━━ Data extract

PR #465, opened 2026-02-20
Correct-by-construction WF proofs for factory functions

joehendrix:
Introduces well-formed Lambda functions (`WFLFunc`) as an abstraction that bundles each factory function with its well-formedness proof at construction time, simplifying the `Factory_wf` proof in `FactoryWF.lean` which triggered stack overflows as the factory grew.

## Details

- Each factory function now carries its own well-formedness proof, so the top-level `Factory_wf` proof no longer needs to unfold every function individually. The proof shrinks from ~40 lines to 8 generic lines.
- A new `LambdaLeanType` typeclass lets eval combinators infer types automatically, reducing most function definitions from ~6 lines to a single line.
- Functions without concrete evaluation use `Uneval` combinators (`polyUneval`, `nullaryUneval`, `unaryFuncUneval`, `binaryFuncUneval`, `ternaryFuncUneval`) that handle common arities and delegate to `polyUneval` for the well-formedness proof.
- Guarded and unguarded binary operations are unified into a single `binaryOp` combinator via an optional guard parameter.
- `binaryOp` also accepts optional preconditions, used by `intSafeDivFunc`/`intSafeModFunc` to express the `y ≠ 0` guard as a proof obligation.
- The three parallel BV operation lists that had to be kept in sync are replaced by a single `BVOpSpec` array that serves as the source of truth.
- The section variable constraint changes from `Coe String T.Identifier` to `Inhabited T.IDMeta`, which is needed for the argument-uniqueness proofs in the new combinators.
- `Preconditions.lean` gains `[Inhabited T.IDMeta]` (needed since `boolImpliesFunc`/`boolNotFunc` are now `WFLFunc`s) and drops unused `[BEq T.IDMeta]`.

### DIFF
--- a/Strata/DL/Lambda/IntBoolFactory.lean
+++ b/Strata/DL/Lambda/IntBoolFactory.lean
@@ -5,6 +5,7 @@
 -/
 
 import Strata.DL.Lambda.LState
+import Strata.DL.Lambda.FactoryWF
 
 /-! ## A Minimal Factory with Support for Unbounded Integer and Boolean Operations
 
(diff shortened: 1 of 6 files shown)


Strata/DL/Lambda/IntBoolFactory.lean
```diff
@@ -19,180 +20,261 @@ open LExpr LTy
...
+    (hInTy2 : inTy2.freeVars = [] := by decide)
+    (hOutTy : outTy.freeVars = [] := by decide) : WFLFunc T :=
+  polyUneval n [] [("x", inTy1), ("y", inTy2)] outTy
+    (h_inputs := by
+      intro ty hty; simp [ListMap.values] at hty
+      rcases hty with rfl | rfl <;> simp [*])
+
+/-- Binary unevaluated function with same-type inputs and mixed output type. -/
+@[inline]
+def binaryMixedUneval (n : T.Identifier) (inTy outTy : LMonoTy)
```
joscoh: Wondering why we need `binaryMixedUneval` and `binaryOpUneval` instead of just using `binaryHetUneval`. Is it purely for convenience?

Strata/DL/Lambda/IntBoolFactory.lean
```diff
@@ -19,180 +20,261 @@ open LExpr LTy
...
+    (op : InValTy → OutValTy)
+    (hInTy : inTy.freeVars = [] := by decide)
+    (hOutTy : outTy.freeVars = [] := by decide) : WFLFunc T :=
+  let mkConst := LambdaLeanType.mkConst (ValTy := OutValTy) T
+  let cevalInTy := LambdaLeanType.cevalTy (ValTy := InValTy) T
+  ⟨{ name := n,
+     inputs := [("x", inTy)],
+     output := outTy,
+     concreteEval := some (fun md args => match args with
+       | [x] => match cevalInTy x with
```
joscoh, line 145: Now that a `LFunc` has a dependent type anyway, eventually, it would be nice to enforce the number of arguments to the concrete evaluator in the type. But that is for a future PR.

Strata/DL/Lambda/IntBoolFactory.lean
```diff
@@ -19,180 +20,261 @@ open LExpr LTy
...
+def intAddFunc : WFLFunc T :=
+  binaryOp "Int.Add" Int.add
+
+def intSubFunc : WFLFunc T :=
+  binaryOp "Int.Sub" Int.sub
+
+def intMulFunc : WFLFunc T :=
+  binaryOp "Int.Mul" Int.mul
+
+def intDivFunc : WFLFunc T :=
```
joscoh, line 225: This will conflict with #444, which adds a version of division with a precondition.

Strata/Languages/Core/Factory.lean
```diff
@@ -397,20 +295,23 @@ def bv64Extract_31_0_Func  := bvExtractFunc 64 31  0
...
-  @intNegFunc CoreLParams _,
-
-  @intLtFunc CoreLParams _,
-  @intLeFunc CoreLParams _,
-  @intGtFunc CoreLParams _,
-  @intGeFunc CoreLParams _,
+def WFFactory : Lambda.WFLFactory CoreLParams :=
+  -- (T := CoreLParams) annotations needed where Lean cannot infer T
+  -- from array context across combinator shape changes.
+  WFLFactory.ofArray (name_nodup := by native_decide) (#[
```
joscoh, line 310: I think we should avoid `native_decide` if possible, IIUC it adds the whole compiler to the proof checker TCB.

aqjune-aws:
Hi Joe, I like the elegance of the code structure - learning a lot.

One concern is that in the future if someone writes another proof that again takes a long time & memory usage, would there be a generic way to resolve it. Since Strata's executable codebase is pretty large now, proofs that reasons about the codebase will have some amount of opportunities to fail on limited memory use cases.

My two cents is that probably we can rely on a more simpler and somewhat dumb approach - adding a new target that collects expensive proofs. IIUC, the brazil build on AL2 is already not running tests because testing takes a while. Or, we can even use the lake exec build only, but this will omit too many proofs.

Another minor concern is that sometimes executable code around LFunc might be modified (like the precondition patch case), and after the refactoring this would require the code writer to be proficient in the proof language. Maybe this won't be Josh's case, but still possible for new beginners.

Strata/Languages/Core/Factory.lean
joehendrix: I typically agree, but it was necessary for efficiency here, this is a simple uniqueness check, and we are depending on the compiler in any case. 

My preference would be for ofArray to return `Except String (WFLFactory T)` and dynamically check function names are unique.  Then the code here could panic.

However, I decided to keep to the spirit of the original code for this PR.

Strata/DL/Lambda/IntBoolFactory.lean
joehendrix: Yes that's correct.  Those got added as Claude was working through migration and now that's done, I'm wondering whether they are worth the additional names.

I'm going to drop them in favor of fewer convenience functions.

Strata/Languages/Core/Factory.lean
joscoh: Makes sense here, but (this is more of a general comment) it does make me a bit concerned that trusting the compiler is necessary for some proofs to be efficient. I know Strata as a whole relies on the correctness of the compiler, but it wouldn't be great for the soundness story if, for example, proofs about the metatheory of Lambda need to rely on the compiler even without any execution.

Strata/DL/Lambda/IntBoolFactory.lean
joehendrix: Agreed

Strata/Languages/Core/Factory.lean
joehendrix: This larger discussion seems out of scope for a PR review.

Given that you say it makes sense here, I am going to resolve the comment.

━━━━

> _Aim of the task_
Answer with a single number: the count of lines in the records that contain "polyUneval".

> _Result of this task_
2